Cómo realizar el análisis de metilación del ADN
Los principales métodos para detectar la metilación de genes son los siguientes:
PCR específica de metilación (MSP)
El ADN genómico utilizado se trata con bisulfito y todo el ADN genómico no metilado las citosinas se convierten en uracilo, mientras que las citosinas metiladas permanecen sin cambios; luego se diseñan cebadores para apuntar a secuencias metiladas y no metiladas para la PCR. El producto de amplificación de MSP se detecta mediante electroforesis. Si el fragmento amplificado se puede obtener utilizando un cebador dirigido a la cadena de ADN metilado después del tratamiento, significa que hay metilación en el sitio detectado; de lo contrario, significa que no hay metilación en el sitio detectado. .
2. Secuenciación por PCR con bisulfito (BSP)
Utilizando bisulfito para tratar el ADN genómico, la citosina no metilada se convierte en uracilo, mientras que la citosina metilada permanece sin cambios. Luego, los cebadores BSP se diseñan para la PCR. Durante el proceso de amplificación, todo el uracilo se convierte en timina. Finalmente, la secuenciación del producto de la PCR puede determinar si el sitio CpG está metilado, lo que se denomina método de secuenciación directa BSP. Clonar el producto de PCR en un vector y luego secuenciarlo puede mejorar la tasa de éxito de la secuenciación. Este método se denomina método de secuenciación de clonación BSP.
3. Polimorfismo amplificado sensible a la metilación
(Polimorfismo amplificado sensible a la metilación, MSAP)

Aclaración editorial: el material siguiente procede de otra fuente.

PR #18002, opened 2023-03-18
submission: resource_dasm and phosg

fracai:
#### Description

Portfiles for `resource_dasm` and dependency `phosg`

`phosg` doesn't have any releases and uses the latest commit (as of submission).
`resource_dasm` does have some release tags, but there have been many commits since the last tag, so also uses the latest commit (as of submission).

###### Type(s)

- [ ] bugfix
- [ ] enhancement
- [ ] security fix

###### Tested on

macOS 13.2.1 22D68 arm64
Xcode 14.2 14C18

###### Verification 
Have you

### DIFF
--- a/devel/phosg/Portfile
+++ b/devel/phosg/Portfile
@@ -1,0 +1,34 @@
+# -*- coding: utf-8; mode: tcl; tab-width: 4; indent-tabs-mode: nil; c-basic-offset: 4 -*- vim:fenc=utf-8:ft=tcl:et:sw=4:ts=4:sts=4
+
+PortSystem              1.0
+PortGroup               cmake 1.1
+PortGroup               github 1.0
+PortGroup               compiler_blacklist_versions 1.0
+
+github.setup            fuzziqersoftware phosg e1bd000
+github.tarball_from     archive
+
+# blacklisting to select C++20 capable compilers
+compiler.blacklist-append {clang < 1300}
+
+version                 2023.03.04
+revision                0
+categories              devel
+maintainers             {alum.wpi.edu:arno+macports @fracai} openmaintainer
+license                 MIT
+
+description             Phosg is a basic C++ wrapper library around some common C routines.
+long_description        {*}${description}
+
+checksums               rmd160  526fb52a0eadbb3e33da6e2711c4c43afca04eda \
+                        sha256  802170acf4b8bae5383183c9361812d5309cb3e79d703e365b96feffe5d776cd \
+                        size    147998
+
+set pyver               3.11
+set python_version      [string index ${pyver} 0][string range ${pyver} 2 end]
+
+patchfiles              CMakeLists-txt.diff
+
+depends_build-append    port:python${python_version}
+
+configure.args-append   -DPYTHON_EXECUTABLE=${prefix}/bin/python${pyver}
--- a/devel/resource_dasm/Portfile
+++ b/devel/resource_dasm/Portfile
@@ -1,0 +1,38 @@
+# -*- coding: utf-8; mode: tcl; tab-width: 4; indent-tabs-mode: nil; c-basic-offset: 4 -*- vim:fenc=utf-8:ft=tcl:et:sw=4:ts=4:sts=4
+
+PortSystem              1.0
+PortGroup               cmake 1.1
+PortGroup               github 1.0
+PortGroup               compiler_blacklist_versions 1.0
+
+github.setup            fuzziqersoftware resource_dasm 46ad32e
+github.tarball_from     archive
+
+# blacklisting to select C++20 capable compilers
+compiler.blacklist-append {clang < 1300}
+
+version                 2023.03.15
+revision                0
+categories              devel
+maintainers             {alum.wpi.edu:arno+macports @fracai} openmaintainer
+license                 MIT
+
+description             Tools for reverse-engineering classic Mac OS applications and games.
+long_description        {*}${description}
+
+checksums               rmd160  190a5eb9a174d8eafdc17ca736f730e2d12862ec \
+                        sha256  db5e42d9ef9df9d4d40f42fd7c1b67cc2f5108a06e30ae983fd6e40046ad22e0 \
+                        size    457269
+
+set pyver               3.11
+set python_version      [string index ${pyver} 0][string range ${pyver} 2 end]
+
+patchfiles              CMakeLists-txt.diff
+
+depends_build-append    port:python${python_version}
+depends_lib-append      port:phosg \
+                        port:zlib
+depends_run-append      port:netpbm
+
+configure.args-append   -DPYTHON_EXECUTABLE=${prefix}/bin/python${pyver} \
+                        -Dphosg_DIR=${prefix}/lib/cmake/phosg
--- a/devel/phosg/files/CMakeLists-txt.diff
+++ b/devel/phosg/files/CMakeLists-txt.diff
@@ -1,0 +1,10 @@
+--- CMakeLists.txt.orig
++++ CMakeLists.txt
+@@ -71,5 +71,5 @@
+ install(TARGETS jsonformat DESTINATION bin)
+ install(TARGETS parse-data DESTINATION bin)
+ install(FILES ${Headers} DESTINATION include/phosg)
+-install(FILES phosg-config.cmake DESTINATION lib)
+-install(EXPORT phosg DESTINATION lib)
++install(FILES phosg-config.cmake DESTINATION lib/cmake/phosg)
++install(EXPORT phosg DESTINATION lib/cmake/phosg)
--- a/devel/resource_dasm/files/CMakeLists-txt.diff
+++ b/devel/resource_dasm/files/CMakeLists-txt.diff
@@ -1,0 +1,10 @@
+--- CMakeLists.txt.orig
++++ CMakeLists.txt
+@@ -130,5 +130,5 @@
+ file(GLOB EmulatorsHeaders ${CMAKE_SOURCE_DIR}/src/Emulators/*.hh)
+ install(FILES ${EmulatorsHeaders} DESTINATION include/resource_file/Emulators)
+ 
+-install(FILES resource_file-config.cmake DESTINATION lib)
+-install(EXPORT resource_file DESTINATION lib)
++install(FILES resource_file-config.cmake DESTINATION lib/cmake/resource_dasm)
++install(EXPORT resource_file DESTINATION lib/cmake/resource_dasm)


devel/phosg/Portfile
```diff
@@ -0,0 +1,28 @@
...
+revision                1
+categories              devel
+maintainers             {alum.wpi.edu:arno+macports @fracai} openmaintainer
+platforms               darwin
+license                 MIT
+
+description             Phosg is a basic C++ wrapper library around some common C routines.
+long_description        {*}${description}
+
+homepage                https://github.com/fuzziqersoftware/phosg
```
harens, line 17: This is set by the github portgroup

devel/phosg/Portfile
```diff
@@ -0,0 +1,28 @@
...
+
+checksums               rmd160  18a3d315b3668f1089a7396fe25a918bf78055b4 \
+                        sha256  2280afd7a677a7f2c570c86469fc43a827b04fdf5e06bb682b04e6fcf333458b \
+                        size    147748
+
+set pyver               3.10
```
harens, line 23: Could we use Python 3.11?

harens (commented):
Hi there @fracai 👋 Thank you for your first contribution to MacPorts! You've done a great job here. I've left a few minor comments on phosg, which also apply to resource_dasm.

If you could separate the two portfiles into different commits in the form `NAME: new port`, that would be great. Thank you for contributing @fracai 👍

fracai:
> If you could separate the two portfiles into different commits in the form `NAME: new port`, that would be great.

Do you mean that I should create two PRs? Or do you want me to force push (or open a new replacement PR) with one commit for each Portfile, with `NAME: new port` as the commit message?

Thanks for the review, I'll get the changes up once I understand the commit format you're looking for.

devel/phosg/Portfile
```diff
@@ -0,0 +1,28 @@
+# -*- coding: utf-8; mode: tcl; tab-width: 4; indent-tabs-mode: nil; c-basic-offset: 4 -*- vim:fenc=utf-8:ft=tcl:et:sw=4:ts=4:sts=4
+
+PortSystem              1.0
+PortGroup               cmake 1.1
+PortGroup               github 1.0
+
+github.setup            fuzziqersoftware phosg e1bd000
+revision                1
```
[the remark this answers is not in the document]
fracai: I originally set a revision because I was only setting a commit hash to checkout. If I now set the version number as the commit date, should I hold off on setting a revision until it's needed?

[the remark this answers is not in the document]
harens: > If I now set the version number as the commit date, should I hold off on setting a revision until it's needed?

Setting the revision number explicitly as zero should be good.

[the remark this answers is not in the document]
fracai: `revision 0` in both

devel/phosg/Portfile
```diff
@@ -0,0 +1,28 @@
+# -*- coding: utf-8; mode: tcl; tab-width: 4; indent-tabs-mode: nil; c-basic-offset: 4 -*- vim:fenc=utf-8:ft=tcl:et:sw=4:ts=4:sts=4
+
+PortSystem              1.0
+PortGroup               cmake 1.1
+PortGroup               github 1.0
+
+github.setup            fuzziqersoftware phosg e1bd000
```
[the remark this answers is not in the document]
fracai: `version` dated in both

devel/phosg/Portfile
fracai: removed

devel/phosg/Portfile
```diff
@@ -0,0 +1,28 @@
...
+revision                1
+categories              devel
+maintainers             {alum.wpi.edu:arno+macports @fracai} openmaintainer
+platforms               darwin
```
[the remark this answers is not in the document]
fracai: removed

devel/phosg/Portfile
fracai: `pyver` set to 3.11

fracai:
comments resolved, split to two commits, and force pushed

harens:
```
   CMake Error at CMakeLists.txt:30 (find_package):
    By not providing "Findphosg.cmake" in CMAKE_MODULE_PATH this project has
    asked CMake to find a package configuration file provided by "phosg", but
    CMake did not find one.
  
    Could not find a package configuration file provided by "phosg" with any of
    the following names:
  
      phosgConfig.cmake
      phosg-config.cmake
  
    Add the installation prefix of "phosg" to CMAKE_PREFIX_PATH or set
    "phosg_DIR" to a directory containing one of the above files.  If "phosg"
    provides a separate development package or SDK, be sure it has been
    installed.
```

fracai:
Gah, I forgot to include cmake as a dependency.
I actually figured it would have been included as a dependency as it's part of the cmake portgroup.

harens:
> I actually figured it would have been included as a dependency as it's part of the cmake portgroup.

It is a dependency, so that's not the problem:

https://github.com/macports/macports-ports/blob/fd259e6117af72e16caa5c8e85b4aa5ad3d532ca/_resources/port1.0/group/cmake-1.1.tcl#L91-L93

The issue is that `phosg-config.cmake` (as well as `phosg-debug.cmake` and `phosg.cmake`) are installed into `${prefix}/lib`, when they should be in their own subdirectory. Maybe `${prefix}/lib/cmake/phosg/`?

fracai:
The latest workflow failed `resource_dasm` because `cmake` couldn't find `phosg`. It suggests adding the `phosg` installation prefix, but the `Portfile` already does that with `configure.args-append … -DCMAKE_PREFIX_PATH=${prefix}/lib`. And when building the Portfile, adding this arg did get the build working. Does the workflow use trace mode ([currently broken on Ventura](https://trac.macports.org/ticket/66358)) and that's causing an issue?
I note that line [1304 of the log](https://github.com/macports/macports-ports/actions/runs/4495960166/jobs/7919345614#step:8:1310) has two occurrences of `DCMAKE_PREFIX_PATH`. I wonder if only the first is taking effect.
The build also suggests setting `phosg_DIR`, so I'll give that a try instead of `DCMAKE_PREFIX_PATH`.

fracai:
Hah, didn't see your comment while posting mine.
So I need to change the installation of just those `*.cmake` files to a phosg subdir? And then update the `resource_dasm` argument accordingly?
And then remove `cmake` as a dependency as well?

fracai:
The latest push installs the cmake files to `lib/cmake/<port>` and everything seems to compile without the extra cmake arguments. I'll be interested to see if it works with the workflow builds.

I just saw your additional notes, so I haven't addressed those yet. I'll take a look.

fracai:
So, my initial pass sums up to 🤷 

It definitely compiles and is useable by resource_dasm as I've compiled both and successfully tested resource_dasm while phosg was installed under /opt/local. So I'm tempted to say that issue might be down to how that individual built, installed, and linked to phosg. And the C++20 request is perhaps not actually using features introduced in 20 as, again, it did build for me?

I don't know. If the workflow build succeeds I'm tempted to keep an eye on those issues and make updates accordingly, but maybe not let them become blockers… ?

fracai:
This latest sets `phosg_DIR`
🤞

fracai:
I'm at a loss. The arg `DCMAKE_PREFIX_PATH` already exists with a different path, so setting it in the Portfile adds a second copy, but doesn't build on the workflow. Setting `Dphosg_DIR` also doesn't build on the workflow. Both of these build for me locally.

I'm assuming the workflow uses tracemode, which I can't test with as it's broken on Ventura.

Is it possible that there's some other difference how the workflow builder operates? Or something I can do to test in a different way?

devel/phosg/Portfile
```diff
@@ -0,0 +1,28 @@
+# -*- coding: utf-8; mode: tcl; tab-width: 4; indent-tabs-mode: nil; c-basic-offset: 4 -*- vim:fenc=utf-8:ft=tcl:et:sw=4:ts=4:sts=4
+
+PortSystem              1.0
+PortGroup               cmake 1.1
+PortGroup               github 1.0
```
harens, line 5: Would you mind adding the following (or something similar) to both this and the other port? (see [wiki](https://guide.macports.org/#reference.portgroup.github.distfilestrategy))

```tcl
github.tarball_from archive
```

By default, the tar is fetched from `https://codeload.github.com/fuzziqersoftware/phosg/legacy.tar.gz/e1bd000?dummy=`, which is a legacy method.

Note that this would then require the checksums to be changed. Run `sudo port clean --all NAME` to remove the old downloaded files.

harens (commented):
Ok I don't know how I didn't spot this before, but phosg hasn't been set as a dependency of resource_dasm. That's likely the issue.

The C++20 thing affects both ports, and might prevent them from building on older hardware ([wiki](https://trac.macports.org/wiki/CompilerSelection)). Maybe take a look at https://github.com/macports/macports-ports/pull/9932#issuecomment-774422453 or https://github.com/macports/macports-ports/pull/14963#issuecomment-1140330450.

I think after that we can merge this and see what happens with the buildbots. Thanks for all your work on this @fracai :)

fracai:
How did I manage to not specify `phosg` as a dependency. Well, I know exactly how. I'm testing locally without trace so I installed `phosg` and then `resource_dasm` and the dependency was met. But still, how did I forget to specify that?

Oh well.

This latest adds the missing dependency and the compiler blacklist.

Thanks for your help in figuring this out.

devel/resource_dasm/Portfile
```diff
@@ -0,0 +1,37 @@
...
+checksums               rmd160  190a5eb9a174d8eafdc17ca736f730e2d12862ec \
+                        sha256  db5e42d9ef9df9d4d40f42fd7c1b67cc2f5108a06e30ae983fd6e40046ad22e0 \
+                        size    457269
+
+set pyver               3.11
+set python_version      [string index ${pyver} 0][string range ${pyver} 2 end]
+
+patchfiles              CMakeLists-txt.diff
+
+depends_build-append    port:phosg \
```
harens, line 31: phosg should probably be a library dependency (i.e. required at both build time and runtime). I'm guessing the same is true for zlib as well.

devel/resource_dasm/Portfile
```diff
@@ -0,0 +1,37 @@
...
+                        port:zlib \
+                        port:netpbm \
```
harens, line 33: [Upstream docs](https://github.com/fuzziqersoftware/resource_dasm#building) note that "Also, this [Netpbm] is a runtime dependency only; you can install it later if you find that you need it, and you won't have to rebuild resource_dasm."

That can then be a runtime rather than build time dependency.

devel/resource_dasm/Portfile
```diff
@@ -0,0 +1,37 @@
...
+
+PortSystem              1.0
+PortGroup               cmake 1.1
+PortGroup               github 1.0
+PortGroup               compiler_blacklist_versions 1.0
+
+github.setup            fuzziqersoftware resource_dasm 46ad32e
+github.tarball_from     archive
+
+compiler.blacklist-append {clang < 1300}
```
harens, line 11: This might need some tweaking depending on what C++20 features (if any) are used, but we'll see what happens on the buildbots.

Would you mind adding a comment above the blacklist in both ports mentioning that this is for C++20 support? Thanks.

fracai: Thanks, I had meant to add such a comment, but neglected to add it before pushing.
Latest push addresses the dependency categories as well.

devel/resource_dasm/Portfile
fracai: Thanks. I noted that when building the Portfile and intended to add them under different categories, but simply forgot to get them sorted.

harens (approved):
Thank you for your contribution @fracai! 🎉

MSAP utiliza la sensibilidad a la metilación del ADN Dos isosquiasas, Hpa II y Msp I , se utilizan para escindir y ligar ADN genómico. Porque ambas enzimas reconocen el mismo sitio de la enzima de restricción, el sitio CCGG. Cuando los sitios CCGG en la secuencia de ADN tienen diferentes grados de estado de metilación, estas dos enzimas los reconocerán respectivamente y se reflejarán en la presencia o ausencia de productos.
4. Pirosecuenciación
Al cuantificar con precisión la frecuencia de metilación en un único sitio CpG continuo, la pirosecuenciación puede detectar y cuantificar cambios leves. Durante el proceso de extensión de secuencia, la relación C-T de un solo sitio se determina cuantitativamente en función de la incorporación de C y T. Por lo tanto, se pueden detectar con precisión variaciones de metilación en diferentes sitios. Dado que la pirosecuenciación proporciona datos de secuencia reales, el estado de metilación también se presenta en forma de secuencia.